Galileo est nécessaire pour l'indépendance de l'Europe, sur le registre économique mais aussi militaire. Avoir ignoré ce registre est une grave erreur. Tous les systèmes concurents ont été fondés sur budgets militaires, voués comme beaucoup de projets technologiques ainsi développés (une grande majorité sans doute !) à évoluer vers des applications civiles. Voilà un chantier que l'on pourrait ouvrir à l'Europe de la défense, qui peine à exister,qui a fait l'objet de beaucoup d'homélies pendant la campagne présidentielle mais que l'on oublie lorsqu'il s'agit de développer un projet concret.
l europe c est bien mais le defaut c est le gaspi de notre argent je sait de quoi je parle je suis agriculteur..........

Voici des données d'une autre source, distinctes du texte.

PR #87315, opened 2021-07-20
Add docs for raw-dylib to unstable book

ricobbe:


ricobbe:
I'm not sure how to provide an example of the feature that will compile in automation: it's only supported on Windows.  Further, I don't know if automation tries to link and run the examples from the unstable book, but this particular example depends on an external library.

Is there a way to mark this particular example as exempt from the compilation requirement?

wesleywiser:
You should be able to mark the codeblock with `ignore` like this:

https://github.com/rust-lang/rust/blob/673d0db5e393e9c64897005b470bfeb6d5aec61b/src/doc/unstable-book/src/language-features/auto-traits.md#L19-L21

wesleywiser (approved):
This accurately describes the current state so 👍 but we'll want to make sure as the rest of the feature is implemented, this is revised to remove outdated limitation information.

Issue #81088, opened 2021-01-16
asm! should automatically rewrite labels in assembly code


Amanieu:
Defining labels in inline assembly is broken because inlining, function cloning and other compiler optimizations may result in an `asm!` block being emitted more than once in the final binary. This can cause duplicate symbol errors or even compiler crashes (#74262). For this reason it is recommended to only use GAS local labels when using `asm!` (#76704).

To improve user experience when using `asm!`, rustc should automatically rewrite label names into a unique name. For example:
```rust

asm!(
    "popcnt {popcnt}, {v}",
    "loop:",
    "blsi rax, {v}",
    "jz exit",
    "xor {v}, rax",
    "tzcnt rax, rax",
    "stosb",
    "jmp loop",
    "exit:",
    v = inout(reg) value => _,
    popcnt = out(reg) popcnt,
    out("rax") _, // scratch
    inout("rdi") bits.as_mut_ptr() => _,
);
```

rustc should search for lines beginning with `<ident>:` to find label names and then replace all instances of `<ident>` in the assembly code with `.Lasm_label_<ident><unique id>`. The `.L` instructs the assembler that the label is local to the current compilation unit and should never be exported, even as a debug symbol. The unique ID can be generated by LLVM using `${:uid}` and is guaranteed to be unique within the current compilation unit.

nagisa:
Any reason to bother with `.L` and `${:uid}` instead of just replacing them with numbered labels?

Amanieu:
Internally the assembler will turn numbered labels into `.L` local symbols. Doing it directly makes the implementation slightly simpler since we don't need to track whether a label is before or after a particular instruction.

Amanieu:
@asquared31415 Thanks for taking up this issue!

I would suggest doing the rewriting in the backend in `compiler/rustc_codegen_llvm/src/asm.rs`.

asquared31415:
I already have an implementation working in the simple cases, and was about to submit a pr when I realized it is going to be a lot more work to fix the edge cases and that I should claim these issues so someone else doesn't try to work on them too

joshtriplett:
Reposting a comment that I left on #81570:

Forcing all labels within an asm block to be local would certainly improve usability for the common case (so that people don't have to use local labels).

[...]

PR #87324, opened 2021-07-20
Lint against named asm labels

asquared31415:
This adds a deny-by-default lint to prevent the use of named labels in inline `asm!`.  Without a solution to #81088 about whether the compiler should rewrite named labels or a special syntax for labels, a lint against them should prevent users from writing assembly that could break for internal compiler reasons, such as inlining or anything else that could change the number of actual inline assembly blocks emitted.

This does **not** resolve the issue with rewriting labels, that still needs a decision if the compiler should do any more work to try to make them work.


asquared31415:
I decided to initially make this a deny-by-default lint because the use of named labels is almost always wrong.  The RFC even says that only GAS style labels should be used.  However I think it could be important to be able to be disabled if a user really understands what that means.  This could be made warn by default (which I don't think is a good idea, named labels are objectively wrong) or a hard error though.

asquared31415:
Whoops, had some git issues and seemingly didn't rebase that file right when trying to fix things

compiler/rustc_builtin_macros/src/asm.rs
```diff
@@ -469,6 +473,70 @@ fn expand_preparsed_asm(ecx: &mut ExtCtxt<'_>, args: AsmArgs) -> Option<ast::Inl
...
+                None
+            };
+
+            let mut found_labels = Vec::new();
+
+            // A semicolon might not actually be specified as a separator for all targets, but it seems like LLVM accepts it always
+            let statements = template_str.split(|c| matches!(c, '\n' | ';'));
+            for statement in statements {
+                let mut start_idx = 0;
+                for (idx, _) in statement.match_indices(':') {
```
bjorn3, line 498: Can this exclude comments? LLVM handles `//` as comment start for all targets.

compiler/rustc_builtin_macros/src/asm.rs
```diff
@@ -469,6 +473,70 @@ fn expand_preparsed_asm(ecx: &mut ExtCtxt<'_>, args: AsmArgs) -> Option<ast::Inl
...
+                    if let Some(c) = chars.next() {
+                        // A label starts with an alphabetic character and continues with alphanumeric characters
+                        if c.is_alphabetic() {
+                            if chars.all(char::is_alphanumeric) {
+                                found_labels.push(possible_label);
+                            }
+                        }
+                    }
+
+                    start_idx = idx + 1;
```
Amanieu, line 510: Be careful about potential false positives: there may be valid uses of `:` in assembly code outside of labels. For example, AArch64 uses `:lo12:symbol_name` to refer to the low 12 bits of a symbol address.

compiler/rustc_builtin_macros/src/asm.rs
```diff
@@ -469,6 +473,70 @@ fn expand_preparsed_asm(ecx: &mut ExtCtxt<'_>, args: AsmArgs) -> Option<ast::Inl
...
+                let spans =
+                    found_labels.into_iter().filter_map(find_label_span).collect::<Vec<Span>>();
+                if spans.len() > 0 {
+                    for span in spans.into_iter() {
+                        ecx.parse_sess().buffer_lint_with_diagnostic(
+                            lint::builtin::NAMED_ASM_LABELS,
+                            span,
+                            ecx.current_expansion.lint_node_id,
+                            "do not use named labels in inline assembly",
+                            BuiltinLintDiagnostics::NamedAsmLabel("Only GAS local labels of the form `N:` where N is a number may be used in inline asm".to_string()),
```
Amanieu, line 524: I would word this slightly differently:
```suggestion
                            "avoid using named labels in inline assembly",
                            BuiltinLintDiagnostics::NamedAsmLabel("Only GAS local labels of the form `N:` where N is a number should be used in inline asm".to_string()),
```

compiler/rustc_lint_defs/src/lib.rs
```diff
@@ -274,15 +274,15 @@ impl<HCX> ToStableHashKey<HCX> for LintId {
...
-#[derive(PartialEq, Debug)]
+#[derive(PartialEq)]
 pub enum ExternDepSpec {
     Json(Json),
     Raw(String),
 }
 
 // This could be a closure, but then implementing derive trait
 // becomes hacky (and it gets allocated).
-#[derive(PartialEq, Debug)]
```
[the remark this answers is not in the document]
asquared31415: I had some git issues and I guess I missed this when trying to fix them :sweat_smile: I definitely didn't mean to do this.

compiler/rustc_builtin_macros/src/asm.rs
asquared31415: Thanks for reminding me about comments!

asquared31415:
I think it's right that that fails, technically, but that makes that test hard to do.  What should I do, allow the lint there?

Amanieu:
Yes, just allow the lint there.

compiler/rustc_builtin_macros/src/asm.rs
Amanieu: I'm not sure if you missed my comment or if you prefer sticking to the existing wording.

asquared31415: I've incorporated this and also made the help a little more concise

Amanieu:
(sorry about the late review, I *thought* that I submitted it last week but apparently something went wrong and it just got buffered)

compiler/rustc_builtin_macros/src/asm.rs
```diff
@@ -469,6 +473,79 @@ fn expand_preparsed_asm(ecx: &mut ExtCtxt<'_>, args: AsmArgs) -> Option<ast::Inl
...
+            }
+
+            if found_labels.len() > 0 {
+                let spans =
+                    found_labels.into_iter().filter_map(find_label_span).collect::<Vec<Span>>();
+                if spans.len() > 0 {
+                    for span in spans.into_iter() {
+                        ecx.parse_sess().buffer_lint_with_diagnostic(
+                            lint::builtin::NAMED_ASM_LABELS,
+                            span,
```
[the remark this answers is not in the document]
asquared31415: Oh neat I didn't realize that was what `MultiSpan` meant, though it seems pretty obvious in hindsight and I should have checked the impls for it.  That looks a lot cleaner.

npmccallum:
@Amanieu @bjorn3 While I definitely think we want a lint similar to this, I wish it had gone through some broader review before merging. We awoke this morning to find our CI/CD broken because of this lint erroring on local symbolic labels (i.e. `.Lfoo`).

https://docs.oracle.com/cd/E19120-01/open.solaris/817-5477/esqaq/index.html
https://sourceware.org/binutils/docs-2.25/as/Symbol-Names.html

The motivation for this patch is to prevent emitting conflicting entries to the object file's symbol table. Numeric labels don't cause this problem and are therefore allowed. But this patch additionally disables the use of local symbolic labels which also don't cause this problem and these should be allowed too.

This lint breaks the compilation of existing, working and valid code. I propose that this patch be reverted until it allows local symbolic labels.

cc @haraldh @joshtriplett

Amanieu:
Actually local labels (`.Lfoo`) can still cause conflicts if there are multiple definitions within the same object file/compilation unit. This can happen if a function containing inline assembly is inlined or duplicated within the same compilation unit. So the lint is correct as it is right now.

Amanieu:
Example: https://play.rust-lang.org/?version=nightly&mode=debug&edition=2018&gist=af54e969951198a25e406c42cf37fc8a

npmccallum:
@Amanieu This still seems to me like hammering a nail with a sledge hammer.

1. Before this lint, the compiler produced a completely readable error message regarding the unsupported configuration. Therefore, this lint is not an improvement of an existing defect.

```
error: invalid symbol redefinition
  --> src/lib.rs:11:15
   |
11 |         asm!(".Lfoo: nop");
   |               ^
   |
note: instantiated into assembly here
  --> <inline asm>:2:2
   |
2  |     .Lfoo: nop
   |     ^

```

2. If we want this lint (I'm not sure we do), it should only be active in the cases where this collision can occur (i.e. during inlining).

3. It should definitely not be active on naked functions where the pain is most acute. Naked functions will never be inlined or duplicated. Naked functions also benefit the most from local named labels.

Amanieu:
1. Do you have any suggestions on how the lint message can be improved?
2. Duplication can happen *anywhere*. Even if a function is marked `#[inline(never)]`, compiler optimizations can still duplicate parts of the function body, including `asm!` blocks.
3. This is a valid point, perhaps we can disable this lint for naked functions. This seems a bit difficult with the current implementation since it emits the lint during macro expansion. Could `#[naked]` implicitly add `#[allow(named_asm_label)]`?

npmccallum:
@Amanieu 

> 1. Do you have any suggestions on how the lint message can be improved?

The lint should specify that local named labels are unsupported outside naked functions.

> 2. Duplication can happen _anywhere_. Even if a function is marked `#[inline(never)]`, compiler optimizations can still duplicate parts of the function body, including `asm!` blocks.

I concede this point.

> 3. This is a valid point, perhaps we can disable this lint for naked functions. This seems a bit difficult with the current implementation since it emits the lint during macro expansion. Could `#[naked]` implicitly add `#[allow(named_asm_label)]`?

I'd have to think through the implications of that. Would it mean that developers couldn't change this to an error for naked functions?

However, this PR still breaks existing, valid code and should be reverted until the implications of this change are properly understood and the semantics are agreed upon.

bjorn3:
> However, this PR still breaks existing, valid code

Apart from naked functions, it has never been valid to use named labels, even before this PR. A future LLVM version or other backend may cause this to break at any point. The point of this PR is exactly to prevent people from writing seemingly valid, but not actually valid inline assembly.

I agree that it makes sense to disable this lint for naked functions.

> and should be reverted until the implications of this change are properly understood and the semantics are agreed upon.

The inline asm RFC has already defined it as not allowed:

https://rust-lang.github.io/rfcs/2873-inline-asm.html

> * You cannot assume that an asm! block will appear exactly once in the output binary. The compiler is allowed to instantiate multiple copies of the asm! block, for example when the function containing it is inlined in multiple places.
>     * As a consequence, you should only use local labels inside inline assembly code. Defining symbols in assembly code may lead to assembler and/or linker errors due to duplicate symbol definitions.

Apart from naked functions I don't think there are any edge cases where it would be fine to allow named asm labels. If there are, an issue can be opened and a solution can be discussed. As `asm!()` is still nightly-only, it is allowed to break it. That doesn't mean we should randomly do so, but it is acceptable if there is an alternative that can be used. In this case that is using numbered labels. There have been much bigger breaking changes to nightly-only features in the past, including renaming `asm!()` to `llvm_asm!()` to make place for the much better `asm!()` we currently have.

npmccallum:
@bjorn3 Which still means that this PR breaks existing, valid code in the case of naked functions. That is, a change in one feature has broken valid code in another feature. The implementor of the (now broken) feature wasn't consulted and is being asked to scramble to fix the breakage or live with it. This isn't contributor friendly.

It should be the responsibility of the PR author to fix breakage in other features caused by the PR. Ideally, this should be caught before merge. But when it isn't, how should we handle this? I would argue that it is still the responsibility of the PR author to fix the breakage. And the only way, procedurally, that we can enforce this is to revert the PR and reopen it.

asquared31415:
I agree with bjorn on all 3 points.  Rust makes no stability guarantees about unstable features, and it is allowed and there is precedent to entirely change unstable features.

I was not aware that `#[naked]` functions prevent code duplication or inlining, and because of that implemented this lint unconditionally to match the the RFC.  If it is true that `#[naked]` functions are exempt from the potential issues, they should be granted an **exception** in this lint, and not be the rule.

npmccallum:
> I agree with bjorn on all 3 points. Rust makes no stability guarantees about unstable features, and it is allowed and there is precedent to entirely change unstable features. If someone must rely on a nightly feature never changing, they should pin the nightly version to a specific, known working version, and update with caution, until the feature is stabilized.

Agreed completely.

> I was not aware that `#[naked]` functions prevent code duplication or inlining, and because of that implemented this lint unconditionally to match the the RFC. If it is true that `#[naked]` functions are exempt from the potential issues, they should be granted an **exception** in this lint, and not be the rule.

I think the main question is who does this work and when. Reverting the PR gives us breathing room to figure this out and coordinate across features.

asquared31415:
`#[naked]` applies the same flag as `#[inline(never)]` for LLVM.  So unless there's additional undocumented behavior to `naked` in LLVM, it is still possible for naked functions to be inlined.  And even if there is that undocumented behavior, how much should we rely on that undocumented behavior.

asquared31415:
If it does turn out that we *can* rely on this behavior of `#[naked]` I will fix the lint to add an exception

npmccallum:
Naked functions **MUST NOT** ever be inlined. If there is some undefined behavior that causes one to be inlined, it is a bug that should be fixed.

When I disabled inlining for naked functions, I did not implement it as desugaring to `#[inline(never)]`. In fact, we lint so that mentioning inlining at all on a naked function is disallowed.

asquared31415:
Then this is a shortcoming of LLVM, it doesn't seem to have a way to specify "no never inline this ever, if you do this is wrong".  The best is `noinline` which as stated above seems to be a very strong hint, and is currently what we pass to LLVM for naked functions, and is the same attribute used for `#[inline(never)]`

bjorn3:
I think naked functions can still be inlined if and only if you ensure that you setup all registers and the stack anyway as if you would actually do a real call. This is a silly thing to do, but indistinguishable from a real call except that it would duplicate the inline asm and possibly avoid a single call instruction in favor of falling through to the naked function.

Amanieu:
At this point I'm fairly confident that we can guarantee that `asm!` in a naked function is never duplicated, so we should just go ahead and disable this lint for `asm!` in naked functions. If LLVM's behavior changes then we can always switch to lowering naked functions to `global_asm!` instead.

npmccallum:
@bjorn3 There are possibly other invariants as well (depending on platform). But while it is theoretically possible to inline a naked function, the complexity of this problem is too difficult and with too little gain. Therefore, in the Constrained Naked RFC, we commit the compiler to never inlining a naked function. This may be a promise the compiler cannot (currently) keep. But that might change in the future. And in the meantime, we clearly communicate that no one should ever depend on this behavior and can reliably depend on the opposite behavior.

asquared31415:
If we are advising users to not depend on naked functions being never inlined, shouldn't this lint still activate then, since the compiler cannot currently promise that?

npmccallum:
@asquared31415 Per the [Constrained Naked Functions RFC](https://github.com/npmccallum/rust-rfcs/blob/naked/text/2972-constrained-naked.md#naked-function-definition) we are advising users to depend on naked functions never being inlined.

asquared31415:
Oh I misinterpreted your previous statement then.  I thought `this behavior` meant that they aren't inlined.

I still think it is possible that LLVM changes in the future to actually inline things that are `noinline` if it really has a good reason to, but since it currently doesn't inline these functions, we could make this exception and handle that scenario if it happens.

npmccallum:
@asquared31415 I'm sure that if LLVM adds functionality to inline even those functions, the next thing people will ask for is a way to disable it.

haraldh:
Also the linter is triggered on comments:

```rust
#[naked]
pub unsafe extern "sysv64" fn _start() -> ! {
    asm!("
    nop          # here is a comment about syscall
    nop          // and another syscall comment
    jmp syscall
    hlt
.global syscall
syscall:
    hlt
    ",
            options(noreturn)
    );
}
```

gives:
```
error: avoid using named labels in inline assembly
  --> src/lib.rs:7:44
   |
7  |       nop          # here is a comment about syscall
   |  ____________________________________________^
8  | |     nop          // and another syscall comment
9  | |     jmp syscall
10 | |     hlt
11 | | .global syscall
12 | | syscall:
   | |_______^
   |
   = note: `#[deny(named_asm_labels)]` on by default
   = help: only local labels of the form `<number>:` should be used in inline asm
   = note: see the asm section of the unstable book <https://doc.rust-lang.org/nightly/unstable-book/library-features/asm.html#labels> for more information
```

[Playground}(https://play.rust-lang.org/?version=nightly&mode=debug&edition=2018&gist=8063d9a38abf8f8847569d895a7592aa)

bjorn3:
The lint triggers on the label definition (`syscall:`) and then tries to find uses of it using a heuristic. This heuristic skips `//` comments, but not platform dependent comments. It does not _trigger_ on comments except if the comment contains a `;`. It seems that `;` is used as statement separator before `//` comments are stripped. It should have been the opposite way around. First stripping comments and then splitting at `;`.

asquared31415:
@haraldh please file a separate issue about that, it's a lot easier to track the issues that way

I was not aware that platform specific comments existed, I tried to make sure that I wasn't missing platform specific behavior, but must have missed that anyway.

Les industriels ont peur et ils ont raison. Il faut donc des fonds publics. Et pourquoi ces fonds publics ne seraient-ils pas rentabilisés par la suite en facturant le droit d'utilisation de Galiléo aux industriels ? Pourquoi l'état devrait t'il toujours miser à perte ? Des risques sont à prendre, ils le seront avec nos impôts alors créons une structure qui puisse tenter au moins un retour partiel sur investissement
Il faut mettre sur pied le système Galileo (européen) le plus vite possible pour évincer le système GPS (américain) qui veut monopoliser la navigation par satelite dans le monde (et y imposer ses lois et normes)
Sans Europe solidaire à défaut d'états unis européens, il sera difficile d'avancer, pour le plus grand bénéfice des USa (et je suis loin d'être anti-américain, au contraire, mais chacun a le droit de voir midi à sa porte non?)! Alors Galliléo c'est cher, mais c'est le prix à payer de la liberté!
des fonds publics, c'est à dire tous les impôts que nous nous saignons à payer et qui sont reversés à Bruxelles, pour une connerie pareille!! je crois qu'il y a mieux à faire avec "des fonds publics" que de financer un système qui a la folie des grandeurs! J'espère que ce projet sera purement et simplement abandonné! Je crois que l'Europe a d'autres priorités que de financer un système qui ne nous servira pas à grand chose!!!!!!!!!